Consumer-grade bullet proof panels have long benefited from military research. Admittedly, some past military innovations–like cost-effective sawdust-and-ice “pykrete” armor–turned out to have limited applications for your average American business. But battlefield experiments continue to hint at future bullet proof panel innovations.
MILITARY ADVANCES IN BULLET RESISTANT PANELS
Cutting edge research into magnetorheological fluid armor, single-walled carbon nanotubes, and multiblock copolymer polyurethane offer a glimpse of the sorts of bullet resistant panels that could be commonplace in just a few decades. After all, just a few years ago plate steel was the best an average citizen could hope for when it came to protecting his business or home. Today, thanks to advances in military research and industrial production processes, light and inexpensive DuPont™ Kevlar® fiber-based bullet resistant panels are regularly used to protect even the humblest 24/7 gas station or convenience store. As armed criminals continue to gravitate toward larger calibers and more powerful ammunition, we look to battlefield innovations when imagining tomorrows ballistic security installations.
ELECTRIC ARMOR BULLET PROOF PANELS
Look at ongoing experiments with electric and electromagnetic armor. These systems use pairs of electrically charged plates to, in essence, transform an entire bullet proof panel into a giant supercapacitor. When struck by a projectile, the charged panel releases a sudden burst of high voltage to create a powerful electromagnetic field that can slow, stop, and even vaporize military kinetic rounds and shaped charges (the bane of armored vehicles).
Traditionally, this would have had limited applications in the consumer world: Most guns are chambered for rounds with lead bullets or shot–which are neither magnetic nor good conductors. Thankfully, lead projectiles are relatively soft, and easily stopped by conventional fiberglass-based bullet resistant panels.

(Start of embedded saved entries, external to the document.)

PR #2555, opened 2024-11-26
Gives NTC and Blueshield their CentCom Cards back

ChromeFoxxity:
## About The Pull Request

This replaces the silver cards that both NTC and Blueshield get with the CentCom cards they're supposed to get. Though the ones they are administered are fake and only have the access limit of a silver ID, but look like CentCom ID's. 

This PR also pushes our modular files into the actual NTC/Blueshield files, since Skyrat is gone now. To make less file bloat. 

Also turns the Blueshield's locker access to CentCom access so the Captain can't just promote an assistant to Blueshield, and give them their gear. (actually happened).

## Why It's Good For The Game

It's fair for the game because NTC and Blueshield are CentCom personnel. Administered to the station by CentCom themselves, and CentCom are the ones who deal with them if they are unfit for the job. Captain shouldn't just be allowed to enter the Blueshield's locker either.

## Proof Of Testing

image

## Changelog

:cl:
add: Changes the NTC and Blueshield ID's back to CentCom ID's.
add: Changes Blueshield's locker to CentCom access, and gives Blueshield CentCom access.
/:cl:


IgiariValkyr:
Honestly, a good choice to both give them the blue IDs back and compress file bloat at the same time for them. I notice the ID you're giving them is essentially just a Centcom ID with the access limit of a Silver, so it's only a cosmetic change from what I can tell. Makes them stand out as actual Centcom employees again, instead of having them mistakenly thought as hired by the station itself.

ChromeFoxxity:
> Honestly, a good choice to both give them the blue IDs back and compress file bloat at the same time for them. I notice the ID you're giving them is essentially just a Centcom ID with the access limit of a Silver, so it's only a cosmetic change from what I can tell. Makes them stand out as actual Centcom employees again, instead of having them mistakenly thought as hired by the station itself.

Right? Exactly why I did this.

okithedoki:
As the Assistant that got promoted to Blueshield [actually happened], the fact that I inspired an entire PR alone has actually caused me physical pain from laughing so hard.

Although I think this is something of a salt PR, I can't deny that NTRs at least need to be presented as not able to be hired from onstation. They're representatives of the Corporate Interest from Central itself. Having the CC ID would help make this distinguishment.

sippykot:
...what if you lose the id? do you need to ahelp for a new one or something? what if there's no admins online?

ChromeFoxxity:
> ...what if you lose the id? do you need to ahelp for a new one or something? what if there's no admins online?

I WAS considering making Spare CentCom ID's for them, like the Captain's, but I don't know if that would be too overkill.

ChromeFoxxity:
To be honest, in the case of losing their ID, they always couldn't get it fixed, due to their access also having CentCom General access, which on-station doesn't have.

Adrian16199:
I like this solely for the captain not being able to open blueshield locker. They shouldnt be able to just open it and steal from it for themselfs if it does happen (They like the revolver)

RimiNosha:
This changes more than what the description says. Please document your changes properly.

Majkl-J (changes requested):
The captain is allowed to promote people to blueshield at their discretion so the locker should stay open to the captain.

Shadow-Quill:
> The captain is allowed to promote people to blueshield at their discretion [...]

How? Blueshield and NTC access isn't (afaik) available on the access modification terminal.

ChromeFoxxity:
> The captain is allowed to promote people to blueshield at their discretion so the locker should stay open to the captain.

That's incorrect. It isn't a station rank, nor came they do it correctly. It is a Centcom rank, Captain should not be able to even have access to these trims, which I don't know why they do.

But there is growing concern about the increased penetration of so-called “armor piercing” rounds. For small arms, armor-piercing bullets are almost invariably made from either hardened steel or a cupronickel alloy–both of which are magnetic. Even the commonplace 12-gauge shotgun shell–which traditionally fires lead shot–has gotten a make-over: Owing to environmental regulations, traditional lead shot is increasingly replaced by steel shot, iron-alloys, or tungsten-nickel-tin concoctions, all of which would be susceptible to the power “force field” generated by electric armor.
EVEN MORE BATTLEFIELD BULLET PROOF PANEL INNOVATIONS
What else does military research have to offer the Kwik-E-Mart graveyard shift? Well, it’s a little tough to imagine the civilian application, but there’s still the possibility of developing bullet resistant panels using the principals of explosive-reactive armor!